NEC ECC: COVID-19 - 60.1(19) - effects not impossible to mitigate

NEC3 ECC Option C
The Contractor has issued a compensation event under 60.1(19) due to COVID-19. The Contractor paused work 23/03/2020, then put measures in place to comply with the CLC guidance. Works have restarted, some impact has been shown against planned Completion on 2 of the Contractor’s programme submissions since the pause and additional costs have been incurred.

The Project Manager is minded to reject the compensation event, relying upon the NEC ECC Guidance Notes (Apr 2013) as they include the related statement “A delay to planned Completion which can (as opposed to will) be recovered by acceleration, by increased resources, or by adjusting the programme does not stop the Contractor from completing on time. The Contractor must demonstrate that there is no reasonable means by which he can complete the works on time for the event to be recognised under the second bullet point.” With regards to “reasonable means”, the Project Manager believes that due to length of time remaining on the project, mitigating the effects of COVID are not impossible, therefore the test is not satisfied.

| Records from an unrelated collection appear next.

PR #64, opened 2016-04-13
Add ability to show Recaptcha in custom language

tranduyhung:
At the present time Recaptcha is in English. We need to add "hl" parameter to Recaptcha API's URL to use our own language.
The language code is set via "language" field's param. Our form setup could look like this

            name: g-recaptcha-response
            label: Captcha
            type: captcha
            recaptcha_site_key: ABC
            recaptcha_not_validated: 'Recaptcha validation failed'
            language: fr
            validate:
                required: true

### DIFF
--- a/templates/forms/fields/captcha/captcha.html.twig
+++ b/templates/forms/fields/captcha/captcha.html.twig
@@ -18,7 +18,7 @@
             grecaptcha.reset();
         };
     </script>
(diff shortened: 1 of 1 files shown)


flaviocopes:
Good idea :+1: 

I've made it work without the need to set the language, which can be got from the Grav settings, in https://github.com/getgrav/grav-plugin-form/commit/95787e0c23044bec241523bd7169a028fc44a3ce

PR #68, opened 2016-05-17
Allow text translations in `spacer` form fields

Sommerregen:
This PR allows text inside `spacer` to be translated according the current language settings by Grav or by the logged in use. It further adds the option to process markdown on the text, too.


flaviocopes:
👍

PR #74, opened 2016-06-08
Add optional evaluate to the hidden field

flaviocopes:
Allow to process twig, for example to add a custom value
```
xxxxxx:
  type: hidden
  default: "random()"
  evaluate: true
  validate:
    type: string
```


jjui:
Tested, works great! 👍

PR #84, opened 2016-08-06
Fixes Recaptcha secret throwing errors

### LINKED ISSUE #83: Recatpcha still broken
I've been playing around with Grav (and great work so far), but I've ran into a bug when using the Recaptcha for forms. I believe this is related to issues #51 and #54.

Noting that the guidance notes are exactly that. What course of action is available to the Contractor? He has spent some of the Employer’s money, without any instruction from the PM in getting work restarted after the pause and by putting additional measures in place on site, plus will be subject to additional welfare costs and the like from sub-contractors. If the impossible test is correct, then is COVID actually a Contractor risk, from which he must attempt to recover without compensation?

The test under clause 19 seems to be fairly strict and I understand the word ‘stop’ is key to the intent. Although there will be a subjective assessment with what constitutes ‘stop’, on a project by project basis, it seems clear that the clause intends to provide an apportionment of risk. The Contractor assumes responsibility for the event up to the point where it ‘stops’ or prevents the works being completed at all, or by the (planned) completion date, with the Employer assuming responsibility beyond that.

The Contractor manages their share of the risk by taking appropriate and necessary action to deal with the effects of such an event, which may extend to using ‘best endeavours’, that is those steps in their power which are capable of mitigating the effects of the event.

In your situation it seems that the Project Manager is assuming that the period of time to (planned) completion means that measures can be taken to mitigate the effects, which doesn’t seem unreasonable. As the test is quite strict you would need to provide evidence that ‘best endeavours’ would not be sufficient to mitigate the effects.